# low cost solar shed/storm shelter power?



## donewithcity (Sep 9, 2010)

On our new place is an old 9 x 16 tool shed with a 10 x 10 storm shelter beneath it. It was originally wired to the house but I cut down the old wire connecting to a old time fuse box. Since the shed is already wired for lighting both above and below as well as outlets, What size solar set up do I require just to run one or two 15 Watt CFL's and perhaps a radio during an emergency? Some of these DIY kits are quite pricey and I would prefer to just get the components and assemble them myself (I have lots of electrical experience) The roof faces south and gets almost full day sun.
So what size solar cell, regulator, battery and inverter do I need for this modest set-up?


----------



## TnAndy (Sep 15, 2005)

I take it this is for just the occasional light in the workshed, and in the storm shelter ?

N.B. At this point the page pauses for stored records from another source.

PR #161, opened 2018-01-06
Changing keepDate to allow multiple dates, would close #108

### LINKED ISSUE #108: KeepDate UDF should support date range
Right now, our filter by date operates like so:

`.keepDate("200810", YYYYMM)` (returning October 2008 hits)

So if we say wanted September, October, and November, we'd have to layer commands like so:

```
.keepDate("200809", YYYYMM)
.keepDate("200810", YYYYMM)
.keepDate("200811", YYYYMM)
```

It'd be nice to be able to pass a date range, i.e. `.keepDate("200809","200811",YYYYMM`

ianmilligan1:
**GitHub issue(s)**:

* #108

This Pull Request changes the use of `keepDate`. Right now, it is used like: 

```
  .keepDate("2008", YYYY)
```

If a user wanted data from 2008 and 2010, they would have to run two separate scripts - one for 2008 and one for 2010.

This new format allows the use of a list in `keepDate`, so a command like:

```
  .keepDate(List("2007","2010"), YYYY)
```

# How should this be tested?

I have tested this on a collection of WARCs with files from 2007 and from 2010. Running:

```
import io.archivesunleashed.spark.matchbox.RecordLoader
import io.archivesunleashed.spark.rdd.RecordRDD._
import io.archivesunleashed.spark.matchbox.{RemoveHTML, RecordLoader}
import io.archivesunleashed.spark.matchbox.ExtractDate.DateComponent._

RecordLoader.loadArchives("/Users/ianmilligan1/dropbox/testdata/*.gz", sc)
  .keepValidPages()
  .keepDate(List("2007","2010"), YYYY)
  .map(r => (r.getCrawlDate, r.getDomain, r.getUrl, RemoveHTML(r.getContentString)))
  .saveAsTextFile("/users/ianmilligan1/desktop/output/2007and2010")
```

Resulted in all the records from 2007 and 2010. You can also still test only one year, but it still needs to be provided as a list.

# Additional Notes:

If approved, this will require revision to all `keepDate` documentation.

# Interested parties

@ruebot @greebie @lintool

### DIFF
--- a/src/test/scala/io/archivesunleashed/spark/ArcTest.scala
+++ b/src/test/scala/io/archivesunleashed/spark/ArcTest.scala
@@ -45,12 +45,12 @@ class ArcTest extends FunSuite with BeforeAndAfter {
 
   test("filter date") {
     val four = RecordLoader.loadArchives(arcPath, sc, keepValidPages = false)
-      .keepDate(List("200804"), DateComponent.YYYYMM)
+      .keepDate(List("200804","200805"), DateComponent.YYYYMM)
       .map(r => r.getCrawlDate)
       .collect()
 
     val five = RecordLoader.loadArchives(arcPath, sc, keepValidPages = false)
-      .keepDate(List("200805"), DateComponent.YYYYMM)
+      .keepDate(List("200805","200807"), DateComponent.YYYYMM)
       .map(r => r.getCrawlDate)
       .collect()
 
--- a/src/test/scala/io/archivesunleashed/spark/ArcTest.scala
+++ b/src/test/scala/io/archivesunleashed/spark/ArcTest.scala
@@ -45,12 +45,12 @@ class ArcTest extends FunSuite with BeforeAndAfter {
 
   test("filter date") {
     val four = RecordLoader.loadArchives(arcPath, sc, keepValidPages = false)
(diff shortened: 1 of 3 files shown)


ianmilligan1:
Hmm, the code coverage is slightly lower, but so far as I can tell, that line was never covered before. Maybe just because it is longer now?

greebie:
Yes.  If you add content to an uncovered line, it will decrease overall coverage.

src/test/scala/io/archivesunleashed/spark/ArcTest.scala
```diff
@@ -45,12 +45,12 @@ class ArcTest extends FunSuite with BeforeAndAfter {
 
   test("filter date") {
     val four = RecordLoader.loadArchives(arcPath, sc, keepValidPages = false)
-      .keepDate("200804", DateComponent.YYYYMM)
+      .keepDate(List("200804"), DateComponent.YYYYMM)
```
ruebot: In your example you use two dates, you should use two dates here as well.

ianmilligan1: Added in latest commit, thanks for the review!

Buy about an 80 to 100w panel, ( maybe 200 bucks ) a charge controller for 5-6 amp ( say 50 bucks ), and one or two absorbed glass mat type 12v battery(s) that require no maintenance for another 100-150buck, throw in a little wire, and you're in business. I'd forget the CFLS, and go 12v LED's , truck stops have a great selection.


----------



## Harry Chickpea (Dec 19, 2008)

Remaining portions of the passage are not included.